Calibrating Scientific Foundation Models with Inference-Time Stochastic Attention

arXiv cs.LG / 4/22/2026

📰 NewsIdeas & Deep AnalysisModels & Research

Key Points

  • The paper introduces “Stochastic Attention,” an inference-time modification for transformer-based scientific foundation models that randomizes attention to better support calibrated predictive uncertainty.
  • Instead of deterministic softmax attention weights, it uses normalized multinomial sampling governed by a single concentration parameter, enabling predictive ensembles without retraining.
  • The authors propose a calibration objective to set the concentration parameter via an efficient univariate post-hoc tuning process that aligns stochastic outputs with targets.
  • Experiments on weather and time-series forecasting foundation models (plus another regression task) show improved calibration and sharper prediction intervals compared with uncertainty-aware baselines.
  • The approach is computationally efficient, needing only minutes of post-hoc tuning to reach competitive performance, versus days of retraining for comparable baseline methods.

Abstract

Transformer-based scientific foundation models are increasingly deployed in high-stakes settings, but current architectures give deterministic outputs and provide limited support for calibrated predictive uncertainty.

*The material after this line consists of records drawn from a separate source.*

PR #1284, opened 2026-08-20
fix(expansion): keep the leading zeros in a numeric brace sequence

luantaraschi:
A numeric brace sequence written with a leading zero counts with the zero kept: `{01..05}` is `01 02 03 04 05`. brush dropped it and produced `1 2 3 4 5`, because the bounds were parsed into `i64` and the text they were written as was gone by the time the sequence was generated.

```
$ echo {01..05}
bash:   01 02 03 04 05
before: 1 2 3 4 5
after:  01 02 03 04 05

$ echo {0009..11}
bash:   0009 0010 0011
before: 9 10 11
after:  0009 0010 0011
```

It is quiet when it goes wrong. `for i in {01..12}` over a directory of `01.log` through `12.log` just stops matching anything.

The rule, taken from bash by measurement rather than from the manual, which does not spell all of it out:

- A leading zero in either bound turns padding on. A lone `0` is not a leading zero, so `{0..10}` stays `0 1 2 ... 10`.
- The width is the longer of the two bounds as they were written, sign included: `{-01..01}` gives `-01 000 001`, and `{1..005}` gives `001` through `005`.
- A zero that follows a `+` does not turn padding on, though the text still counts toward the width once the other bound has asked for it. `{+01..3}` is `1 2 3` and `{+01..05}` is `001` through `005`.
- The increment has no say in either question. `{1..10..03}` is `1 4 7 10`.

Checked against bash for 53 sequences, covering both directions, both signs, a step, a prefix and a suffix, and the cases where padding must not happen.

**Public API change**, since the checklist asks for these to be called out: `BraceExpressionMember::NumberSequence` gains a `zero_padded_width: Option<usize>` field. Nothing else in the workspace constructs or matches that variant, but it is a breaking change for anyone outside it who does. The alternative is carrying the two bounds' source text on the variant instead, which is a wider change for the same information; happy to go that way if you would rather keep the decision out of the parser.

One thing came along for the ride. The new bound rule declines when a bound does not fit in an `i64` instead of unwrapping, so `echo {99999999999999999999..1}` now prints itself back the way bash does, where before it panicked the parser:

```
thread 'main' panicked at brush-parser/src/word.rs:760:38:
called `Result::unwrap()` on an `Err` value: ParseIntError { kind: PosOverflow }
```

Sign and digits go to the parser together, so the bottom of the range still expands, which it would not if the digits went in on their own:

```
$ echo {-9223372036854775808..-9223372036854775806}
bash:  -9223372036854775808 -9223372036854775807 -9223372036854775806
brush: -9223372036854775808 -9223372036854775807 -9223372036854775806
```

That is the same class of thing #1271 is fixing in `io_number`, in a different rule. The sequence increment still goes through the old `number()` rule and still unwraps; I left it alone rather than widening this beyond the bounds it needs.

### DIFF
--- a/brush-core/src/braceexpansion.rs
+++ b/brush-core/src/braceexpansion.rs
@@ -34,14 +34,23 @@ fn expand_brace_expr_member(bem: word::BraceExpressionMember) -> Box<dyn Iterato
             start,
             end,
             increment,
+            zero_padded_width,
         } => {
             let mut increment = increment.unsigned_abs() as usize;
             if increment == 0 {
                 increment = 1;
             }
 
+            // A bound written with a leading zero asks for every member to be padded
+            // out to the width of the longer bound, so `{01..10}` counts `01 02 ...`
+            // and not `1 2 ...`. The sign takes one of those columns.
+            let format = move |n: i64| match zero_padded_width {
+                Some(width) => std::format!("{n:0width$}"),
+                None => n.to_string(),
+            };
+
             if start <= end {
-                Box::new((start..=end).step_by(increment).map(|n| n.to_string()))
+                Box::new((start..=end).step_by(increment).map(format))
             } else {
                 // Iterate from start down to end by decrementing.
                 #[allow(clippy::cast_possible_wrap)]
@@ -51,7 +60,7 @@ fn expand_brace_expr_member(bem: word::BraceExpressionMember) -> Box<dyn Iterato
                         let next = n - increment;
                         (next >= end).then_some(next)
                     })
-                    .map(|n| n.to_string()),
+                    .map(format),
                 )
             }
         }
--- a/brush-parser/src/word.rs
+++ b/brush-parser/src/word.rs
@@ -504,6 +504,9 @@ pub enum BraceExpressionMember {
         end: i64,
         /// Increment value.
         increment: i64,
+        /// Width to zero pad each member out to, set when either bound was
+        /// written with a leading zero.
+        zero_padded_width: Option<usize>,
     },
     /// An inclusive character sequence.
     CharSequence {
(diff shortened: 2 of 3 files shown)


reubeno:
Thanks for the contribution, @luantaraschi! The change is looking pretty good. I've unblocked the PR checks and will monitor them.

reubeno:
@luantaraschi Looks like some clippy failures; could you take a look?

In case it's helpful `cargo xtask ci pre-commit` in this project will generally run the same set of checks run against PRs. (Requires `cargo-nextest`, `cargo-deny`, and clippy to be installed.)

luantaraschi:
Took a look, and it is not coming from this branch or from #1283. Both errors land in `brush-test-harness/src/execution.rs`, at lines 209 and 293, and neither PR touches that file. The same pair shows up on `main` at 18851e7, in run 32410152610.

The lint is `clippy::unused_async_trait_impl`, which is new in 1.98.0 and comes in through the pedantic group. The `#[expect(clippy::unused_async)]` already sitting on both functions does not cover it, since it is a separate lint. The workspace allows `unknown_lints`, so putting the new name next to the old one stays quiet on the older toolchains in the matrix. I checked that part on 1.97.1.

Thanks for the `cargo xtask ci pre-commit` pointer, I had not run into it. Happy to send the fix as its own PR if you want it off your plate.

reubeno:
> Took a look, and it is not coming from this branch or from #1283.
> ...
> Happy to send the fix as its own PR if you want it off your plate.

Thanks for triaging this -- that was very helpful. Definitely appreciate the offer, but I was able to address the issues and get something merged.

I'd expect that rebasing this PR against `main` should get things into better shape again!

luantaraschi:
Rebased, and the checks come back clean here: fmt, clippy and the compat suite with no failures. Thanks for sorting out the clippy side, that was quicker than my offer would have been. The other two are rebased as well.

luantaraschi:
One more push onto the same commit. The Copilot note above holds up: the bound rule parsed the digits without the sign, so the bottom of the range declined and printed itself back where bash expands it.

```
$ echo {-9223372036854775808..-9223372036854775806}
bash:   -9223372036854775808 -9223372036854775807 -9223372036854775806
before: {-9223372036854775808..-9223372036854775806}
after:  -9223372036854775808 -9223372036854775807 -9223372036854775806
```

Sign and digits go to the parser together now. The boundary is in the parser test and there is a compat case on either side of it. fmt and clippy clean, and the compat suite is 1849 passing with 0 failures.

reubeno (approved):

We propose Stochastic Attention, a lightweight inference-time modification that randomizes attention by replacing softmax weights with normalized multinomial samples controlled by a single concentration parameter, and produces predictive ensembles without retraining. To set this parameter, we introduce a calibration objective that matches the stochastic attention output with the target, yielding an efficient univariate post-hoc tuning problem. We evaluate this mechanism on two scientific foundation models for weather and timeseries forecasting along with an additional regression task. Across benchmarks against uncertainty-aware baselines, we find that Stochastic Attention achieves the strongest native calibration and the sharpest prediction intervals at comparable coverage, while requiring only minutes of post-hoc tuning versus days of retraining for competitive baselines.